▸ What needs to be done: Retype each entry below, keeping every character the same.

▸ Data to process:
PR #298, opened 2021-10-06
Docs versioning

kylegach:
### Description

**Add versioning to Storybook docs.**

- Via Netlify's branch deploys, build an instance of the docs portion of the site referencing specific versions from the monorepo.
- Use Netlify's redirects to proxy the versioned URL to the branch build and Netlify's headers to prevent non-latest pages from being indexed by search engines.
- Update URLs throughout to include version (unless latest)
    - Ensure relative links, canonical URLs, and social graph images are not broken
- Add a version selector control to the docs sidebar to allow switching between these versions.
- When not viewing latest docs, add a banner pointing to the latest version.
- Other minor changes
    - Remove version from Header
    - Remove "v" prefix from `latestVersion`
    - Only build addons pages when referencing latest version
    
> **Note**: This first attempt at the feature will only support a single "next" version. Once we decide on a convention for multiple "next" versions in the monorepo, I can extend the code here to support those, too (in a future PR).

### Screenshot

Docs page showing the version in the url, version selector in the sidebar, and version callout above the content
_Note: The messaging in the callout above the content is subject to change._

### How to Test

1. Check Chromatic tests
1. Run the site locally (`yarn start` & `yarn build`)
    - Ensure the correct version of docs is built and you can navigate fully
        - Keep in mind the redirects won't work
1. Run the site locally with a reference branch specified (`BRANCH=next yarn start`, same for `build`)
    - Ensure the correct version of docs is built and you can navigate fully
        - Keep in mind the redirects won't work
1. Ensure that `yarn extract-monorepo-docs` and `yarn link-monorepo-docs` still work, with their various arguments
1. Triple-check anything SEO-related (redirect generation code, canonical URLs, headers), please 😉 

#### TODO

- [ ] Ensure algolia search works w/ and w/o versions
    - Fairly sure it works w/o
    - They provided a path for versioning support, but will wait until we get on their latest beta release
- [ ] Create `release-6-0`, `release-6-1`, and `release-6-2` branches from their `release/*.*` counterparts in monorepo

After merging...
- [ ] Create branches in this repo
    - `release-6-0`, `release-6-1`, `release-6-2`
- [ ] Add branches to Netlify build settings

PR #304, opened 2021-10-28
Docs versioning

kylegach:
>**Note for reviewers**
> 
> This is a simpler approach to #298. Notably, the site now extracts all relevant docs versions and builds once, whereas the previous attempt used version-per-branch builds and redirects. While the previous method had shorter build times, it required a complicated and error-prone release process; this new approach requires _only_ updated `releases` files, everything else is automatic (based on the monorepo). 😎 
> 
> I've taken care to organize the commits such that reviewing commit-by-commit should be clear (and doing so is recommended).

### Description

- Update latestVersion format
    - `'v6.3'` -> `6.3`
    - For easier comparison with other verions
    - Remove latest version from Header
- Add script to extract all monorepo docs versions
    - Update prebuild command to use new script
- Add versioned pages with correct URLs
    - Refactor `createPages` to iterate over each version of docs content
    - Move `coreFrameworks`, `communityFrameworks`, and `featureGroups` out of site-metadata
        - These are no longer static, as they depend on the version
        - Place them on `pageContext`
    - Add version to various URLs
    - Use `pageContext.fullPath` instead of `currentPage.fields.slug`, wherever possible
        - `fullPath` includes version & framework
    - Make stories with ToC more realistic
- Add VersionSelector
    - Extract latest and next versions (full) from docs content
        - Place on siteMetaData
    - Generate structured list of versions
        - Place on pageContext
    - Adjust styles & layout
- Add VersionCTA
    - Render on docs pages when not viewing latest
    - Upgrade @storybook/design-system
- Hide non-latest docs from search engines
    - Add redirect from /docs/next/... to /docs/<next_version>/...
- Add more robust error handing to createAddonsPages
- Update README
    - Add warning about potentially unusual behavior

> **Note**: This first attempt at the feature will only support a single "next" version. Once we decide on a convention for multiple "next" versions in the monorepo, I can extend the code here to support those, too (in a future PR).

### Screenshot

Docs page showing the version in the url, version selector in the sidebar, and version callout above the content

### How to Test

1. Check Chromatic tests
1. Run the site locally (`yarn start` & `yarn build`)
    - Ensure the correct versions of docs are built and you can navigate fully
1. Ensure that `yarn extract-monorepo-docs` and `yarn link-monorepo-docs` still work, with their various arguments
1. Triple-check anything SEO-related (redirect from `/docs/next/...`, canonical URLs, headers), please 😉


kylegach:
The build time is not acceptable. Going back to the approach in #298, with significant improvements.

kylegach:
The build time is not acceptable. Going back to the approach in #298, with significant improvements.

▸ Task solution:
PR #298, opened 2021-10-06
Docs versioning

kylegach:
### Description

**Add versioning to Storybook docs.**

- Via Netlify's branch deploys, build an instance of the docs portion of the site referencing specific versions from the monorepo.
- Use Netlify's redirects to proxy the versioned URL to the branch build and Netlify's headers to prevent non-latest pages from being indexed by search engines.
- Update URLs throughout to include version (unless latest)
    - Ensure relative links, canonical URLs, and social graph images are not broken
- Add a version selector control to the docs sidebar to allow switching between these versions.
- When not viewing latest docs, add a banner pointing to the latest version.
- Other minor changes
    - Remove version from Header
    - Remove "v" prefix from `latestVersion`
    - Only build addons pages when referencing latest version
    
> **Note**: This first attempt at the feature will only support a single "next" version. Once we decide on a convention for multiple "next" versions in the monorepo, I can extend the code here to support those, too (in a future PR).

### Screenshot

Docs page showing the version in the url, version selector in the sidebar, and version callout above the content
_Note: The messaging in the callout above the content is subject to change._

### How to Test

1. Check Chromatic tests
1. Run the site locally (`yarn start` & `yarn build`)
    - Ensure the correct version of docs is built and you can navigate fully
        - Keep in mind the redirects won't work
1. Run the site locally with a reference branch specified (`BRANCH=next yarn start`, same for `build`)
    - Ensure the correct version of docs is built and you can navigate fully
        - Keep in mind the redirects won't work
1. Ensure that `yarn extract-monorepo-docs` and `yarn link-monorepo-docs` still work, with their various arguments
1. Triple-check anything SEO-related (redirect generation code, canonical URLs, headers), please 😉 

#### TODO

- [ ] Ensure algolia search works w/ and w/o versions
    - Fairly sure it works w/o
    - They provided a path for versioning support, but will wait until we get on their latest beta release
- [ ] Create `release-6-0`, `release-6-1`, and `release-6-2` branches from their `release/*.*` counterparts in monorepo

After merging...
- [ ] Create branches in this repo
    - `release-6-0`, `release-6-1`, `release-6-2`
- [ ] Add branches to Netlify build settings

PR #304, opened 2021-10-28
Docs versioning

kylegach:
>**Note for reviewers**
> 
> This is a simpler approach to #298. Notably, the site now extracts all relevant docs versions and builds once, whereas the previous attempt used version-per-branch builds and redirects. While the previous method had shorter build times, it required a complicated and error-prone release process; this new approach requires _only_ updated `releases` files, everything else is automatic (based on the monorepo). 😎 
> 
> I've taken care to organize the commits such that reviewing commit-by-commit should be clear (and doing so is recommended).

### Description

- Update latestVersion format
    - `'v6.3'` -> `6.3`
    - For easier comparison with other verions
    - Remove latest version from Header
- Add script to extract all monorepo docs versions
    - Update prebuild command to use new script
- Add versioned pages with correct URLs
    - Refactor `createPages` to iterate over each version of docs content
    - Move `coreFrameworks`, `communityFrameworks`, and `featureGroups` out of site-metadata
        - These are no longer static, as they depend on the version
        - Place them on `pageContext`
    - Add version to various URLs
    - Use `pageContext.fullPath` instead of `currentPage.fields.slug`, wherever possible
        - `fullPath` includes version & framework
    - Make stories with ToC more realistic
- Add VersionSelector
    - Extract latest and next versions (full) from docs content
        - Place on siteMetaData
    - Generate structured list of versions
        - Place on pageContext
    - Adjust styles & layout
- Add VersionCTA
    - Render on docs pages when not viewing latest
    - Upgrade @storybook/design-system
- Hide non-latest docs from search engines
    - Add redirect from /docs/next/... to /docs/<next_version>/...
- Add more robust error handing to createAddonsPages
- Update README
    - Add warning about potentially unusual behavior

> **Note**: This first attempt at the feature will only support a single "next" version. Once we decide on a convention for multiple "next" versions in the monorepo, I can extend the code here to support those, too (in a future PR).

### Screenshot

Docs page showing the version in the url, version selector in the sidebar, and version callout above the content

### How to Test

1. Check Chromatic tests
1. Run the site locally (`yarn start` & `yarn build`)
    - Ensure the correct versions of docs are built and you can navigate fully
1. Ensure that `yarn extract-monorepo-docs` and `yarn link-monorepo-docs` still work, with their various arguments
1. Triple-check anything SEO-related (redirect from `/docs/next/...`, canonical URLs, headers), please 😉


kylegach:
The build time is not acceptable. Going back to the approach in #298, with significant improvements.

kylegach:
The build time is not acceptable. Going back to the approach in #298, with significant improvements.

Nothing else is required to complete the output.